スペインが民主主義を回復した年、23歳でアリガンテに戻った私は、小さな手作りのスイーツの店を始めました。私のおじいさんはお菓子屋でした。
3年ほどで従業員も増え始め、10年後には120人になり、現在はホテルや航空会社、エミレーツなどに出しています。多くのお菓子は冷凍で出しますが、すべて手作りで、保存剤などは一切使いません。
私が店を始める時に、日本の製菓会社「コロンバン」で働いていたスペインの友人が、資金を提供してくれたことから、その友人が日本でスペインのお菓子のデモストレーションを行った際に呼ばれ、その後4回参加しました。
私は和菓子のシンプルさが素晴らしいと思います。味は西洋の方が良いと思いますが、妻は日本の方が美味しいと言っています。
私は谷崎潤一郎など日本の作家がとても好きです。
そして和菓子の影響を受けてか、お菓子作りは芸術でもあると考えるようになり、スイーツで芸術作品を作るようになりました。
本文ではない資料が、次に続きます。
PR #538, opened 2024-02-14
AT-4219 Fixing tasking order translate bug

andher1802:
Fixing the OrderV2 migration to allow tasking orders.

Items:
* [ ] Ran test & live-tests
* [ ] Removed credentials

For release:
* [ ] Bumped version
* [ ] Added changelog

### DIFF
--- a/tests/fixtures/fixtures_order.py
+++ b/tests/fixtures/fixtures_order.py
@@ -71,7 +71,7 @@ def order_live(auth_live):
 
 
 @pytest.fixture
-def order_parameters():
+def catalog_order_parameters():
     return {
         "dataProduct": "4f1b2f62-98df-4c74-81f4-5dce45deee99",
         "params": {
@@ -96,7 +96,7 @@ def order_parameters():
 
 
 @pytest.fixture
-def order_parameters_tasking():
+def tasking_order_parameters():
     return {
         "dataProduct": "47dadb27-9532-4552-93a5-48f70a83eaef",
         "params": {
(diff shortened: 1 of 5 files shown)


tests/test_order.py
```diff
@@ -3,7 +3,7 @@
 import pytest
 
 from up42.asset import Asset
-from up42.order import Order
+from up42.order import Order, _translate_construct_parameters
```
javidq, line 6: We don't test the hidden functions. Please parameterize the tests of order placement and estimation for the case of tasking

javidq (changes requested):

tests/fixtures/fixtures_order.py
```diff
@@ -93,3 +93,41 @@ def order_parameters():
...
+            "spectralProcessing": None,
+            "pixelCoding": None,
+            "radiometricProcessing": None,
+            "deliveredAs": None,
+        },
+    }
+
+
+@pytest.fixture(params=["catalog", "tasking"])
+def order_parameters_tasking_catalog(request, catalog_order_parameters, tasking_order_parameters):
```
javidq, line 131: Just order_parameters, pytest will display params anyway

tests/test_catalog.py
```diff
@@ -457,25 +457,32 @@ def test_estimate_order_from_catalog(order_parameters, requests_mock, auth_mock)
...
-    estimation = catalog_instance.estimate_order(order_parameters)
+    estimation = catalog_instance.estimate_order(catalog_order_parameters)
     assert isinstance(estimation, int)
     assert estimation == 100
 
 
-def test_order_from_catalog(order_parameters, order_mock, catalog_mock, requests_mock):
+def test_order_from_catalog(
+    catalog_order_parameters,
+    tasking_order_parameters,
```
javidq, line 467: Why do we need these?

javidq (changes requested):

tests/test_catalog.py
andher1802: You are right, I have added those to test separately and forgot to remove them at the end.

PR #541, opened 2024-02-19
Configure mypy 2

seedlit:
Fixes mypy configuration for tools.py, utils.py, tasking.py and their corresponding tests.

Jira tickets here:
 - https://up42.atlassian.net/browse/AT-4389
 - https://up42.atlassian.net/browse/AT-4390
 - https://up42.atlassian.net/browse/AT-4391

Items:
* [ ] Ran test & live-tests
* [ ] Removed credentials

For release:
* [ ] Bumped version
* [ ] Added changelog


up42/utils.py
```diff
@@ -388,7 +387,7 @@ def replace_page_query(url: str, new_page: int) -> str:
     """
     parsed_url = urlparse(url)
     query_params = parse_qs(parsed_url.query)
-    query_params["page"] = str(new_page)  # type: ignore
+    query_params["page"] = [str(new_page)]
```
javidq, line 390: Why do the change type here?

javidq (changes requested):

up42/utils.py
seedlit: Otherwise mypy throws an error:
 `error: Incompatible types in assignment (expression has type "str", target has type "list[str]")  [assignment]`
 
 If, I am not mistaken, this requirement is coming from the `parse_qs` function.
 
image

javidq (approved):

PR #545, opened 2024-02-19
[AT-4372] Configure mypy 4

seedlit:
Scope: Fixes (mypy) - `macros.py`, `auth.py`, storage.py`, `estimate.py` and their corresponding tests.

Note: I will create another PR for final cleanups in remaining scripts.

Items:
* [ ] Ran test & live-tests
* [ ] Removed credentials

For release:
* [ ] Bumped version
* [ ] Added changelog


up42/auth.py
```diff
@@ -64,7 +64,11 @@ class retry_if_429_rate_limit(retry_if_exception):
     def __init__(self):
         def is_http_429_error(exception):
             if exception.response is not None:
-                return isinstance(exception, requests.exceptions.HTTPError) and exception.response.status_code == 429
+                return (
```
javidq, line 67: Seems like master merge is needed

up42/storage.py
```diff
@@ -220,12 +220,12 @@ def get_orders(
             "status": set(statuses) & allowed_statuses if statuses else None,
         }
         params = {k: v for k, v in params.items() if v is not None}
-
-        if statuses is not None and len(statuses) > len(params["status"]):
```
javidq, line 224: This whole block is not needed, let's just drop it

javidq (changes requested):

tests/fixtures/fixtures_order.py
```diff
@@ -67,7 +67,9 @@ def order_mock(auth_mock, requests_mock):
 
 @pytest.fixture()
 def order_live(auth_live):
-    return Order(auth=auth_live, order_id=os.getenv("TEST_UP42_ORDER_ID"))
+    order_id = os.getenv("TEST_UP42_ORDER_ID")
+    assert isinstance(order_id, str)
```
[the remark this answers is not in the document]
seedlit: if I remove the assertion, mypy complains with
`ests/fixtures/fixtures_order.py:72: error: Argument "order_id" to "Order" has incompatible type "str | None"; expected "str"  [arg-type]`

in line `return Order(auth=auth_live, order_id=order_id)`

Happy to receive any suggestions.

up42/storage.py
seedlit: do we not want to add logs when statuses is not included in allowed_stasuses?

javidq: I don't see any reason for that - if a user uses an IDE, then type hints will show incorrect statuses, if not, then they need to rely on documentation. Also this does not create any error

docs/macros.py
```diff
@@ -22,12 +23,14 @@ def define_env(env):
     This is the hook for defining variables, macros and filters.
     """
 
-    def indent(input_string: str):
-        return input_string.replace("\n", "\n\t")
+    def indent(input_string: Optional[str]) -> Optional[str]:
+        if input_string:
```
javidq, line 27: Can be simplified to `return input_string and input_string.replace("\n", "\n\t")`

tests/fixtures/fixtures_order.py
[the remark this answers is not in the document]
javidq: Strange, I run mypy on `return Order(auth=auth_live,order_id=os.environ["TEST_UP42_ORDER_ID"])` without any failures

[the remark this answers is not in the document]
seedlit: indeed.
I was probably doing some stupid mistake.
Updated.

docs/macros.py
seedlit: you probably meant `or`, otherwise it returns None.
I will update `return input_string or input_string.replace("\n", "\n\t")`

tests/fixtures/fixtures_auth.py
```diff
@@ -56,6 +56,12 @@ def auth_mock(request, auth_project_mock, auth_account_mock):
     return mocks[request.param]
 
 
+@pytest.fixture()
```
javidq, line 59: Merge artefact, not needed

tests/conftest.py
```diff
@@ -13,6 +13,7 @@
     password_test_live,
     project_api_key_live,
     project_id_live,
+    setup_auth_mock,
```
javidq, line 16: Not needed

javidq (changes requested):

javidq (approved):

PR #550, opened 2024-03-06
AT-4866 Resilient and authenticated session

javidq:
Porting resilient and authenticated session

Items:
* [x] Ran test & live-tests
* [x] Removed credentials

For release:
* [x] Bumped version
* [x] Added changelog

### DIFF
--- a/tests/http/test_session.py
+++ b/tests/http/test_session.py
@@ -1,0 +1,62 @@
+import random
+from unittest import mock
+
+import pytest
+import requests
+from requests import adapters
+from requests_mock import Mocker
+
+from up42.http import session as up42_session
+
+some_url = "https://something.com"
+
+methods_and_calls = [
+    ("GET", requests.Session.get),
+    ("POST", requests.Session.post),
+    ("PUT", requests.Session.put),
+    ("PATCH", requests.Session.patch),
+    ("DELETE", requests.Session.delete),
+    ("OPTIONS", requests.Session.options),
+    ("HEAD", requests.Session.head),
+]
+
+authorization_value = "Bearer some-token"
+
+
+def set_token(request: requests.Request):
+    request.headers["Authorization"] = authorization_value
+    return request
+
+
+create_auth = mock.MagicMock(return_value=mock.MagicMock(side_effect=set_token))
+create_adapter = mock.MagicMock(return_value=adapters.HTTPAdapter())
+
+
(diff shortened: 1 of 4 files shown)


tests/http/test_session.py
```diff
@@ -0,0 +1,62 @@
...
+
+authorization_value = "Bearer some-token"
+
+
+def set_token(request: requests.Request):
+    request.headers["Authorization"] = authorization_value
+    return request
+
+
+create_auth = mock.MagicMock(return_value=mock.MagicMock(side_effect=set_token))
```
seedlit, line 31: out of curiosity - why not define these inside the `create_session` fixture?
(since they are only used inside the fixture)

tests/http/test_session.py
```diff
@@ -0,0 +1,62 @@
...
+    ("GET", requests.Session.get),
+    ("POST", requests.Session.post),
+    ("PUT", requests.Session.put),
+    ("PATCH", requests.Session.patch),
+    ("DELETE", requests.Session.delete),
+    ("OPTIONS", requests.Session.options),
+    ("HEAD", requests.Session.head),
+]
+
+authorization_value = "Bearer some-token"
```
seedlit, line 23: since we are defining it outside the test, and using it at multiple places, this looks more like a global constant.
Consider renaming the variable to `AUTHORIZATION_VALUE`

seedlit: same comment for `some_url`

up42/http/session.py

パコさんの作品 チョコレートの生け花自然さへのホマージュ
西欧人は光しか見ませんが、東洋人は影も大切にします。
その結果、スペインの大学から「名誉美術学士」の称号を、そのほか栄養学や料理学学士の称号も貰いました。
◇ ◇ ◇
スペインに民主主義が復活すると故郷に戻り洋菓子店を開いたパコさん。1978年にスペインの最高パティシエ賞、1979年にはヨーロッパの最高パティシエ賞を受賞。
スペイン国王フェリペ6世の皇太子時代の結婚式にウエディングケーキも作りました。
イタリア人は個性のある手作りの食べ物が好き。
どこでも同じ味のチェーン店は敬遠されます。
「国境なきパネットーネ」は『手作り』の良さを教えてくれます。